Between 2015 and 2018, GreenHat acquired a massive FTR portfolio in PJM, according to FERC. In June 2018, the trading firm defaulted on the portfolio, leaving other PJM members to cover about $179 million in losses. PJM runs the grid and wholesale power markets in 13 Mid-Atlantic and Midwest states and the District of Columbia.
FERC contends GreenHat manipulated PJM's market for FTRs, which are used by utilities to hedge against congestion costs related to bottlenecks on the transmission system. Speculators also buy and sell them.
GreenHat's alleged market manipulation included acquiring an FTR portfolio made up of primarily long-term FTRs with almost no supporting, upfront capital, planning not to pay for losses at settlement, and obtaining cash for the founders by selling profitable FTRs to third parties at a discount, according to FERC.
In another sign of market manipulation, GreenHat bought the FTRs without considering market factors but to solely obtain as many as possible with minimal collateral, FERC said.
Also, company officials made false statements to PJM to avoid a planned margin call, according to FERC.
GreenHat submitted inflated bids into PJM's long-term FTR auction to drive up the clearing price of FTRs that Shell Energy North America bought from GreenHat and offered for sale in the auction, FERC said.
GreenHat, Bartholomew, Ziegenhorn and Kittell's estate denied the allegations during FERC's investigation, in part saying they bought the FTRs with the expectation their portfolio would be profitable and that the commission's enforcement office staff in its allegations pushed the bounds of market manipulation "far beyond any common understanding of fraud and deceit."
If the penalty is unpaid after 60 days, FERC said it will ask a district court to affirm it.
In its order, FERC doesn't say how GreenHat would pay the penalty. However, in setting the penalty, FERC said "there is a need to discourage and deter the fraudulent conduct and deceitful statements at issue in this matter."
FERC Commissioner James Danly dissented from the decision, saying he was "deeply" skeptical of GreenHat's explanations, but the enforcement office failed to prove its case.

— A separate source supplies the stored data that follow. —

PR #1562, opened 2026-08-07
Add gateway mockenv coverage tests

aikuznetsov:
## Summary

- Add a Gateway mockenv test layer that runs the real gateway HTTP stack with fake in-memory devshard runtimes.
- Cover the main Gateway flows: pooled chat, direct devshard routing, model access, cache behavior, limiter behavior, status, admin auth, private key redaction, and selected security-sensitive edge cases.
- Add Make targets for mockenv tests and wire them into CI with `gotestsum` and a separate JUnit report.
- Add a coverage document mapping Gateway logic to the new mockenv tests.

## Testing

- `make gateway-mockenv-test`
  - `DONE 43 tests`
- `make gateway-mockenv-test-junit`
- `make test DEVSHARD_TEST_PACKAGES=./cmd/devshardctl/messagevalidators`
- `git diff --check`

PR #1584, opened 2026-08-12
`Devshard v5`: Height-sync protocol + general devshard fixes

a-kuprin:
# Aggregated v5: Height-sync protocol + general devshard fixes

This is the updated [#1584](https://github.com/gonka-ai/gonka/pull/1584) body: original height-sync write-up, plus the feature-block index of everything else that has merged onto `devshard-0.2.15-v5`.

Inventory (per-block test plans): [`devshard/docs/v5-merged-features-test-plan.md`](devshard/docs/v5-merged-features-test-plan.md)  
Testing manuals: [`v5-manual-height-sync.md`](devshard/docs/v5-manual-height-sync.md) (block 1), [`v5-manual-residual.md`](devshard/docs/v5-manual-residual.md) (blocks 3, 5, 9)  
Release notes: [`release-0.2.15-v5.md`](devshard/docs/release-0.2.15-v5.md)  
On-chain submit JSON: [`gov-devshard-v5-and-bounty-payouts.json`](gov-devshard-v5-and-bounty-payouts.json)  
Bounties: [Proposed Bounties](#proposed-bounties) (91,300 USDT)

---

## Feature-block index

What landed on this branch after the v4 line, grouped by feature.

| # | Block | Headline | PRs |
| - | ----- | -------- | --- |
| 1 | [Height-sync protocol](devshard/docs/v5-merged-features-test-plan.md#1-height-sync-protocol) | Courier alignment, log-plane stamps, heartbeats, detection of lag / future / fabricated hash | [#1615](https://github.com/gonka-ai/gonka/pull/1615), [#1625](https://github.com/gonka-ai/gonka/pull/1625), [#1621](https://github.com/gonka-ai/gonka/pull/1621), [#1649](https://github.com/gonka-ai/gonka/pull/1649), [#1669](https://github.com/gonka-ai/gonka/pull/1669), [#1697](https://github.com/gonka-ai/gonka/pull/1697) |
| 2 | [HA overlay: router, catalog, Postgres](devshard/docs/v5-merged-features-test-plan.md#2-ha-overlay-router-catalog-postgres) | HAProxy L7, governance catalog, fail-closed HA storage, live PG readiness | [#1599](https://github.com/gonka-ai/gonka/pull/1599), [#1601](https://github.com/gonka-ai/gonka/pull/1601), [#1602](https://github.com/gonka-ai/gonka/pull/1602), [#1655](https://github.com/gonka-ai/gonka/pull/1655), [#1603](https://github.com/gonka-ai/gonka/pull/1603), [#1606](https://github.com/gonka-ai/gonka/pull/1606), [#1604](https://github.com/gonka-ai/gonka/pull/1604), [#1607](https://github.com/gonka-ai/gonka/pull/1607), [#1642](https://github.com/gonka-ai/gonka/pull/1642) |
| 3 | [Warm cutover and session recovery](devshard/docs/v5-merged-features-test-plan.md#3-warm-cutover-and-session-recovery) | `/ready` split, overlap waits `recovery_complete`, snapshot restore, epoch prune | [#1653](https://github.com/gonka-ai/gonka/pull/1653), [#1712](https://github.com/gonka-ai/gonka/pull/1712), in-tree warm-cutover, local `ak/devshardd-epoch-evict` |
| 4 | [Gateway v4 → v5](devshard/docs/v5-merged-features-test-plan.md#4-gateway-v4--v5) | Always-stream aggregation, height-seed loop, epoch stats | [#1681](https://github.com/gonka-ai/gonka/pull/1681), [#1684](https://github.com/gonka-ai/gonka/pull/1684) |
| 5 | [Host ping observability](devshard/docs/v5-merged-features-test-plan.md#5-host-ping-observability) | Gateway `/clock` pings and dapi mlnode pings; no routing effect | [#1580](https://github.com/gonka-ai/gonka/pull/1580) |
| 6 | [Validation, misses, settlement](devshard/docs/v5-merged-features-test-plan.md#6-validation-misses-settlement) | Payload withhold → vote false; error-stream miss; pending drain credit | [#1647](https://github.com/gonka-ai/gonka/pull/1647), [#1651](https://github.com/gonka-ai/gonka/pull/1651), [#1652](https://github.com/gonka-ai/gonka/pull/1652), [#1626](https://github.com/gonka-ai/gonka/pull/1626), [#1634](https://github.com/gonka-ai/gonka/pull/1634), [#1512](https://github.com/gonka-ai/gonka/pull/1512) |
| 7 | [Security and admission](devshard/docs/v5-merged-features-test-plan.md#7-security-and-admission) | Host cannot inject user txs; settled bind; SSRF; canonical escrow ids | [#1664](https://github.com/gonka-ai/gonka/pull/1664), [#1627](https://github.com/gonka-ai/gonka/pull/1627), [#1629](https://github.com/gonka-ai/gonka/pull/1629), [#1578](https://github.com/gonka-ai/gonka/pull/1578) |
| 8 | [Payload size and chat shape](devshard/docs/v5-merged-features-test-plan.md#8-payload-size-and-chat-shape) | Compress at rest; `n=1`; logprobs only if asked; stream parse hardening | [#1650](https://github.com/gonka-ai/gonka/pull/1650), [#1676](https://github.com/gonka-ai/gonka/pull/1676), [#1686](https://github.com/gonka-ai/gonka/pull/1686), [#1713](https://github.com/gonka-ai/gonka/pull/1713) |
| 9 | [Proxy and version stamp](devshard/docs/v5-merged-features-test-plan.md#9-proxy-and-version-stamp) | Atomic TLS install; strip `v` prefix on rotation protocol | [#1661](https://github.com/gonka-ai/gonka/pull/1661), [#1662](https://github.com/gonka-ai/gonka/pull/1662) |
| 10 | [Testenv E2E on v5](devshard/docs/v5-merged-features-test-plan.md#10-testenv-e2e-on-v5) | Re-apply Docker citest to this protocol line | [#1564](https://github.com/gonka-ai/gonka/pull/1564) |

Operator manuals in this tree: height-sync → [`v5-manual-height-sync.md`](devshard/docs/v5-manual-height-sync.md); residual 3 / 5 / 9 → [`v5-manual-residual.md`](devshard/docs/v5-manual-residual.md). HA overlay (2) and gateway (4, 8) land in files from Stas and Danya.

The height-sync section below is the original protocol landing. Operator metrics ([#1621](https://github.com/gonka-ai/gonka/pull/1621)) and the other blocks in the index have since merged onto this branch.

---

## Proposed Bounties

On-chain payouts from the community-sale contract as IBC USDT (`withdraw_ibc`, same pattern as [proposal #76](https://gonka.gg/network/proposals/76)). Total: **91,300 USDT**.

| GitHub | USDT | Explanation | Address |
| --- | ---: | --- | --- |
| [@akup](https://github.com/akup) | 36,000 | devshard v4.0.1, v4.0.2, v4.0.3, v4.1.0, v5 + height-sync | `gonka1ejkupq3cy6p8xd64ew2wlzveml86ckpzn9dl56` |
| [@aikuznetsov](https://github.com/aikuznetsov) | 6,500 | testing, PR [#1508](https://github.com/gonka-ai/gonka/pull/1508), [#1547](https://github.com/gonka-ai/gonka/pull/1547), [#1564](https://github.com/gonka-ai/gonka/pull/1564), [#1562](https://github.com/gonka-ai/gonka/pull/1562), [#1631](https://github.com/gonka-ai/gonka/pull/1631), [#1649](https://github.com/gonka-ai/gonka/pull/1649), [#1651](https://github.com/gonka-ai/gonka/pull/1651), [#1653](https://github.com/gonka-ai/gonka/pull/1653), [#1555](https://github.com/gonka-ai/gonka/pull/1555)/[#1571](https://github.com/gonka-ai/gonka/pull/1571) | `gonka1frlfyz2wtltdy47dq3w9pwc8ruvjvlthp2lh53` |
| [@snevolin](https://github.com/snevolin) | 12,000 | high-availability: [setup instruction](https://github.com/gonka-ai/gonka/blob/devshard-0.2.15-v5/docs/devshard-host-ha-setup.md), [test plan](https://github.com/gonka-ai/gonka/blob/devshard-0.2.15-v5/devshard/docs/devshard-host-ha-test-plan.md); HAProxy versiond router, catalog routes, independent fleet (#1599, #1606, #1610); fail-closed Postgres HA, live /readyz, persistent PGDATA, storage proofs (#1642, #1601, #1602, #1603, #1607, #1730); versiond/edge-api drain (#1604, #1605); public HAProxy + crash-safe TLS (#1609, #1661); update-devshard.sh safe migrate to HA layout (#1611) | `gonka1vnupswg7qz2w5k5ax6zrp02mxmln6arnvjc87h` |
| [@qdanik](https://github.com/qdanik) | 23,000 | Validation and H1 report fixes: token floor, logprob distance, n>1 ([#1391](https://github.com/gonka-ai/gonka/pull/1391), [#1436](https://github.com/gonka-ai/gonka/pull/1436), [#1676](https://github.com/gonka-ai/gonka/pull/1676)), Payload compression and logprobs gating ([#1650](https://github.com/gonka-ai/gonka/pull/1650), [#1686](https://github.com/gonka-ai/gonka/pull/1686)), Gateway accounting, delivered-answer serving, pre-floor diff replay ([#1581](https://github.com/gonka-ai/gonka/pull/1581), [#1682](https://github.com/gonka-ai/gonka/pull/1682), [#1595](https://github.com/gonka-ai/gonka/pull/1595)), Kimi, DeepSeek and stop_reason fixes ([#1563](https://github.com/gonka-ai/gonka/pull/1563), [#1613](https://github.com/gonka-ai/gonka/pull/1613), [#1713](https://github.com/gonka-ai/gonka/pull/1713)), Gateway v4 release, review of the previous release, H1 report reviews | `gonka1j3f2xkapx8cmczpjqcsrh7cc3peyj3ngkjv4p8` |
| [@redstartechno](https://github.com/redstartechno) | 300 | PR [#1336](https://github.com/gonka-ai/gonka/pull/1336), [#1512](https://github.com/gonka-ai/gonka/pull/1512), [#1460](https://github.com/gonka-ai/gonka/pull/1460) | `gonka105ce4495mj0mwkxqeasgdzqfq5jjrfq32eza5l` |
| [@shd](https://github.com/shd) | 11,500 | devshards protocol review and formalization, [Discussion #1340](https://github.com/gonka-ai/gonka/discussions/1340), includes devshard v4 | `gonka1p2hjjf63dqhpf5qmyaaq6u73zrzsrf3ra3qxk2` |
| [@Ryanchen911](https://github.com/Ryanchen911) | 2,000 | PR [#1491](https://github.com/gonka-ai/gonka/pull/1491), Issue [#1470](https://github.com/gonka-ai/gonka/issues/1470) | `gonka1zqss46r6jf6dhhyaa777kc2ppvjhn0ufkx4y57` |
| **Total** | **91,300** | | |

---

## Height-sync protocol (v5)

**Spec:** [`HEIGHT_SYNC_PROTOCOL_PROPOSAL.md`](devshard/docs/proposals/HEIGHT_SYNC_PROTOCOL_PROPOSAL.md)  
**Plan:** [`height-sync-implementation-plan.md`](devshard/docs/height-sync-implementation-plan.md)  
**Params:** [`height-sync-params.md`](devshard/docs/height-sync-params.md)  
**Tests:** [`height-sync-tests.md`](devshard/docs/height-sync-tests.md)

Sibling (not this PR): `ak/height-sync-protocol-dapi` mounts hash-only `/block/*` on production dapi.

---

## Summary

This PR lands height-sync on 0.2.15 / v5: every host and the sequencer keep a signed, replayable view of mainnet height inside the escrow log, even when there is no inference traffic.

It has two planes, plus a new kind of time in the log:

1. **Transport plane (Phases A–D).** Anchor envelopes on a `K`-nonce cadence, forced turns, courier peer tips, origin signatures, and `(C-quorum)`. Rewired onto `devshard/chainoracle/blocks` instead of cherry-picking `devshard-testenv`. Default compose stays off; opt in with `DEVSHARD_CHAINORACLE_URL` or `DEVSHARD_HEIGHTSYNC`.
2. **Log plane (Phase E, E0–E7 + E9).** Heartbeat turns, host acks, L0–L5a / L7 ingest checks, repair probes that never assign blame, close-ready arming, and `observed_height` stamps on inference txs so a busy escrow never heartbeats.
3. **Logical time.** Every Diff-resident height — heartbeat, ack, and inference `start` / `confirm` / `finish` — is a *reference height*: `max(own_tip, F(m))`. `F` is the escrow's logical clock, a function of the applied log. Later releases can fold timeouts, `USER_TIMEOUT`, and cPoC bands onto those heights instead of host/user wall-clock timestamps. This PR **carries** the stamps; it does **not** switch those decisions yet.

**Deferred to later releases (Phase F / dispute layer):**

* **Strong / `LightBlock` proving.** Envelope field 9, `D`-band escalation (`|Δ| > D` ⇒ Strong required), `(C-strong)` / `(C-hybrid)`, and `CATCHING_UP` forcing the next heartbeat to Strong. Until then `CATCHING_UP` is a label only.
* **On-chain disputes.** Marks (`DISPUTE_ORIGINATOR` / `DISPUTE_CARRIER`, vector contradiction, `DEFERRED_FAIL`) are recorded locally. Evidence packets, `MsgHeightSyncEvidence`, slashing, and cross-session equivocation wait on Strong, because the canonical half of a packet is a `LightBlock`.
* **L6 adjudication.** L6 reconciles a Diff-resident `(height, hash)` against the verifier's own oracle. That check runs *after* the pair is already in `Diff`, so it must not `INVALID` the diff (two verifiers whose followers have not reached `H` would split). The implementation records a `DEFERRED_FAIL` mark when the oracle already has block `H` and the hash mismatches. A durable recheck queue for heights that have not mined yet, and turning those marks into disputes, ship with the dispute layer. `F` is not unwound if a later L6 fails.

Also not in the original height-sync landing: cPoC skip carriers, flipping `timeout.go` / the seal clock onto heights, and default-on compose. Gateway operator metrics (plan §8.12, E8) later landed as [#1621](https://github.com/gonka-ai/gonka/pull/1621) on this same branch.

---

## Why

cPoC bands and `USER_TIMEOUT` finalization both need a height that every honest verifier recomputes from `Diff`. Envelope Anchors only exist on the request/response that carried them; a courier user has no follower of its own; a quiet escrow never syncs.

Height-sync puts a signed `(height, hash)` into the log on a wall-clock cadence. Hosts answer. The record of who answered is a pure function of `Diff`. Hosts that hear nothing from the user arm close-ready locally and still emit nothing — closing stays finalization's job.

The schedule is in **milliseconds**, not blocks. Mainnet height is the *result* of a height-sync turnover, so a block-denominated heartbeat is circular: a quiet courier cannot notice a block passed until it syncs, and a partitioned host sees a frozen tip and would never count enough blocks to arm.

---

## Height stamps and logical time

This is the load-bearing new feature. The rest of the protocol landing exists so these stamps keep moving when inference does not.

### Two planes, one meaning in the log

| Plane | Where | Height means | Who signs |
| ----- | ----- | ------------ | --------- |
| **Transport** | HeightSyncSection on the HTTP envelope | first-party follower tip of *this hop* | origin signature on the response; request leg unsigned |
| **Log** | `observed_height` / `observed_block_hash` on Diff-resident txs | **reference height** — logical time of the escrow | user (diff sig) on heartbeat / start; host (`host_sig` / `executor_sig` / `proposer_sig`) on ack / confirm / finish |

The envelope never enters `Diff`. Two verifiers replaying the journal would not see it, so it cannot be the clock for cPoC or `USER_TIMEOUT`. The stamp in the tx can.

There is **no second height in the log**. A lagging host does not write its raw tip into Diff: it writes `max(own_tip, F(m))`, or omits when the floor is more than `W_conf` above its tip. Its real reading stays first-party in the response-leg Anchor and in `sync_state`.

### What a stamp is

`observed_height` on a message means “the height its signer observed when producing this message” — exactly what `started_at_height` / `confirmed_at_height` would mean on the wire, so those names live only on the **record**, copied from the stamps of `MsgStartInference` and `MsgConfirmStart`.

A stamp is only as strong as the key on it:

| Stamp | Signer | Strength |
| ----- | ------ | -------- |
| MsgHeartbeat, MsgStartInference | user (diff signature) | a **claim** — attributable, checkable against the chain later via L6 |
| MsgHeightAck (`host_sig`), MsgFinishInference (`proposer_sig`), MsgConfirmStart (`executor_sig`, mirrored into ExecutorReceiptContent) | host | an **attestation** — rewriting it is forgery of that host |

The confirm trap: `executor_sig` is over `ExecutorReceiptContent`, a signing input that never enters Diff. A field on `MsgConfirmStart` that is missing from that content is outside the executor's signature, and the sequencer could rewrite the height. This PR mirrors `observed_height` / `observed_block_hash` into the receipt and copies them back before recovery.

Unstamped records omit proto3 zeros, so `post_state_root` bytes do not change (`v2` root).

### `F` is the escrow's logical clock

`F(m)` is the reference height the log had established at nonces `< m`. L0 holds every Diff-resident stamp to it. It never lowers.

Raise rules (spec §14), landed:

1. An envelope `(H, hash)` cannot be a future height (hash unknown in advance). Catch/punish is L6 / Phase F.
2. `F` never exceeds the max reported first-party **host** envelope `H`. Lifts (`stamp = F`) do not raise. Honest compose drops a host raise that does not match this hop's response-leg envelope.
3. Sequencer-composed stamps (`MsgHeartbeat`, `MsgStartInference`) never raise `F` and never count toward quorum `Q`. `Observe` is host-only.

A single party claiming `1<<40` therefore cannot become the escrow's time: the floor only follows host-signed first-party tips, unaided by at most `W_conf`, or a host-only `Q` for a larger jump.

### What this enables, and what it does not switch yet

| Decision today | Height form (later) |
| -------------- | ------------------- |
| Execution timeout against each host's clock | `h − confirmed_at_height` |
| Refusal timeout against user-controlled started_at | `h − started_at_height` (checkable) |
| Seal clock = max confirmed_at | max `confirmed_at_height` |

Migration is two-step on purpose: this PR **carries** the heights; folding them into a state root (timeouts, seals) needs a protocol-version gate, or two participants compute different roots. `timeout.go` / `stateClockLocked` stay on wall time.

---

## What landed

| Phase | What |
| ----- | ---- |
| **A** | `devshard/heightsync` transport: Omit/Anchor cadence, inbound classify, confirmation, origin signing, audit. Envelope + `MsgForceHeightSyncTurn` (oneof 9). Host/user/state seams on `chainoracle/blocks`. |
| **B** | In-process e2e in `testenv/scenarios/heightsync_anchor_e2e_*.go`. |
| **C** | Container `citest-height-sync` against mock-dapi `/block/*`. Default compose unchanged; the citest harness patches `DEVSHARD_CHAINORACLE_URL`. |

GreenHat's founders worked for a JP Morgan Chase & Co. unit at the center of a market manipulation case at FERC that ended when the investment firm in 2013 agreed to pay $410 million to settle allegations it manipulated power markets in California and Michigan.
A lawyer for Bartholomew and Ziegenhorn declined to comment.
Kittell, one of the GreenHat founders, died in January when he jumped off the San Diego-Coronado bridge. His lawyers said the FERC investigation drove him to his death.